[Saved data entries]
········
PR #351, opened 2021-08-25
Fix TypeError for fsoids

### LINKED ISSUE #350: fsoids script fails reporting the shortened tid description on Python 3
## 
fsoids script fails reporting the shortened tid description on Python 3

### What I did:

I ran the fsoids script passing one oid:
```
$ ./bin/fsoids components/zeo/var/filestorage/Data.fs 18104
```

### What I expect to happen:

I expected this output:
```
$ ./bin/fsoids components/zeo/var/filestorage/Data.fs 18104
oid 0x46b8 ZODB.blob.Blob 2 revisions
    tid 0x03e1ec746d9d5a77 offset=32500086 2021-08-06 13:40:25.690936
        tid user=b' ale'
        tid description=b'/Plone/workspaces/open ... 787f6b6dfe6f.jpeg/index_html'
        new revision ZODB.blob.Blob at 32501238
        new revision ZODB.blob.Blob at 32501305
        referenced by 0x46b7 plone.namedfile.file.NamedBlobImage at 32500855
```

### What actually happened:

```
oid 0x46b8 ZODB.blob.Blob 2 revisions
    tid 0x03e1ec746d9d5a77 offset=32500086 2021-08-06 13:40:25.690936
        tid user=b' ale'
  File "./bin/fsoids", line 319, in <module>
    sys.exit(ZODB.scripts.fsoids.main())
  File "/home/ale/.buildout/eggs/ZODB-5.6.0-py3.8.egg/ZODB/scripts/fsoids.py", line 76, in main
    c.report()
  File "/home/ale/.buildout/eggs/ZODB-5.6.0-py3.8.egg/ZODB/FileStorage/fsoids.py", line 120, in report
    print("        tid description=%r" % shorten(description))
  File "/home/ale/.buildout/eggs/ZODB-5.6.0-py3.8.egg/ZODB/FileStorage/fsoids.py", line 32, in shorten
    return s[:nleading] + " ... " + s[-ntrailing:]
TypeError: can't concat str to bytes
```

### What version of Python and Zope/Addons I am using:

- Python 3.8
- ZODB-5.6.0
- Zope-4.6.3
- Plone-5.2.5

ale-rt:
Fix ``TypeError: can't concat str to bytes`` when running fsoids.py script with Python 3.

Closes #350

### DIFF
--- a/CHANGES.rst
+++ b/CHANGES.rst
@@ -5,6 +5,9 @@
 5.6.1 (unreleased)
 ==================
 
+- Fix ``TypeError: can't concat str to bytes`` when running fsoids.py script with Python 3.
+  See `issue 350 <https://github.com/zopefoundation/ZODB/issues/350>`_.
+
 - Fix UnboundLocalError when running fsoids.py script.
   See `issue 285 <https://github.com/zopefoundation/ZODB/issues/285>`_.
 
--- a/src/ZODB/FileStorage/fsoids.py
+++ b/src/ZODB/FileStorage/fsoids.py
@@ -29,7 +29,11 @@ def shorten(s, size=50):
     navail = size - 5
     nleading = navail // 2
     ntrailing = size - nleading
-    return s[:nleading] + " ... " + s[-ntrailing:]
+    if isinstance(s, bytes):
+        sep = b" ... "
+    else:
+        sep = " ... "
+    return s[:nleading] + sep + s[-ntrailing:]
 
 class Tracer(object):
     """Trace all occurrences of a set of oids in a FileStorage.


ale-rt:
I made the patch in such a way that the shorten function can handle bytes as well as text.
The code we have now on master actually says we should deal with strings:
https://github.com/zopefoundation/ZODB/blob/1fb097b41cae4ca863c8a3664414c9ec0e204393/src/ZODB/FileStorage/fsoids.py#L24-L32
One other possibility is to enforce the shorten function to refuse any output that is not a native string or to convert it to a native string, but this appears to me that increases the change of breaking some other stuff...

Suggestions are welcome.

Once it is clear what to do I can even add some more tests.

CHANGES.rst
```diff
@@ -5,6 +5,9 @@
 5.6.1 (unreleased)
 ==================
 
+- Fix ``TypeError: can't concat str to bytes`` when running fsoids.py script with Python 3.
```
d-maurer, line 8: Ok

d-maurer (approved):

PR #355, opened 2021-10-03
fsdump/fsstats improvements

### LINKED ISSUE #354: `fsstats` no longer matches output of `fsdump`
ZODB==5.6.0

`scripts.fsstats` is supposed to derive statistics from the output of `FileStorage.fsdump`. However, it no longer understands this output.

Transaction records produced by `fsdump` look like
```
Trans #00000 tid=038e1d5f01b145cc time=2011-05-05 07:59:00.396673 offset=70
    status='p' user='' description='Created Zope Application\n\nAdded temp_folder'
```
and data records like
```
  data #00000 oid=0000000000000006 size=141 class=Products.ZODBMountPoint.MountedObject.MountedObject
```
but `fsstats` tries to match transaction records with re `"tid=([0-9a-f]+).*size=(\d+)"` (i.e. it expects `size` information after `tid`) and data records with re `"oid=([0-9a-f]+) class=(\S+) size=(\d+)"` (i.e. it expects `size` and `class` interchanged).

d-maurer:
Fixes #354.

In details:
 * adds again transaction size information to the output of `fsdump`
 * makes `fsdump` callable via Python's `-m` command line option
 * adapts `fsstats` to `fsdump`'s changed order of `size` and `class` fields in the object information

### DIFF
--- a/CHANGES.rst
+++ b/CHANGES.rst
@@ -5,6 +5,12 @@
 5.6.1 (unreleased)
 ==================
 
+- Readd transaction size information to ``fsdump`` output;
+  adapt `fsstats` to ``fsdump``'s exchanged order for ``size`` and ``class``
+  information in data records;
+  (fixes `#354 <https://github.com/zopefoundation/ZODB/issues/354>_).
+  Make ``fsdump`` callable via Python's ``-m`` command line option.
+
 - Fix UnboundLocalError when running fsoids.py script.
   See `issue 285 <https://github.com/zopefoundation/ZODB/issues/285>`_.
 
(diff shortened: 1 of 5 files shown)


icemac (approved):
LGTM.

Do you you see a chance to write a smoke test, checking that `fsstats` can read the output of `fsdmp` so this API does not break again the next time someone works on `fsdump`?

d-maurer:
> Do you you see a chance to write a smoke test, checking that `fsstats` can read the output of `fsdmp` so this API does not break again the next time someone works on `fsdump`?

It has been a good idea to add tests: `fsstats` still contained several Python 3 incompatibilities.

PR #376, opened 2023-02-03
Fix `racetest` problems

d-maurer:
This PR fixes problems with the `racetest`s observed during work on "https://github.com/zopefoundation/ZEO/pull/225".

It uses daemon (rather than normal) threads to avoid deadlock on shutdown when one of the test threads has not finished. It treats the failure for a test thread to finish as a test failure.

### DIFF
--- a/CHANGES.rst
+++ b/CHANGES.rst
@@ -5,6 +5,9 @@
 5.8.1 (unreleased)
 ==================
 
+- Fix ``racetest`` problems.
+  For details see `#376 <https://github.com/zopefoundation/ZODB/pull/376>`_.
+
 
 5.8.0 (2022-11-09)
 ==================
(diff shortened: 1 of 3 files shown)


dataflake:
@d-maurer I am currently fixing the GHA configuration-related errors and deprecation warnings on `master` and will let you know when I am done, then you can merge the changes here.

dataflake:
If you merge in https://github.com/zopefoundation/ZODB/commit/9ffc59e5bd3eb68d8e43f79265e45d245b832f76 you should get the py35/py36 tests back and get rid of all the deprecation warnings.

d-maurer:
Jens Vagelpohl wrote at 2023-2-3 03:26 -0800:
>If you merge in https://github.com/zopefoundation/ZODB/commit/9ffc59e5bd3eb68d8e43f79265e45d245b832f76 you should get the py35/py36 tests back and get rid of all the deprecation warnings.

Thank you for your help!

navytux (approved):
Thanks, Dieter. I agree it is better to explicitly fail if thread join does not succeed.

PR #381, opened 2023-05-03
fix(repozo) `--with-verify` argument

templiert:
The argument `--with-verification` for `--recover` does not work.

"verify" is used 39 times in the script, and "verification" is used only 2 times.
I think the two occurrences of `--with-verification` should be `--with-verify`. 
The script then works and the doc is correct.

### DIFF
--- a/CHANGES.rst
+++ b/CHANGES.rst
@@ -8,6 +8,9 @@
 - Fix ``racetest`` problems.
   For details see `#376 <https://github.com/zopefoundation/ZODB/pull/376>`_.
········
What lines above contain the string "back"? Copy all of them.

* **EXERCISE ANSWER**
If you merge in https://github.com/zopefoundation/ZODB/commit/9ffc59e5bd3eb68d8e43f79265e45d245b832f76 you should get the py35/py36 tests back and get rid of all the deprecation warnings.
>If you merge in https://github.com/zopefoundation/ZODB/commit/9ffc59e5bd3eb68d8e43f79265e45d245b832f76 you should get the py35/py36 tests back and get rid of all the deprecation warnings.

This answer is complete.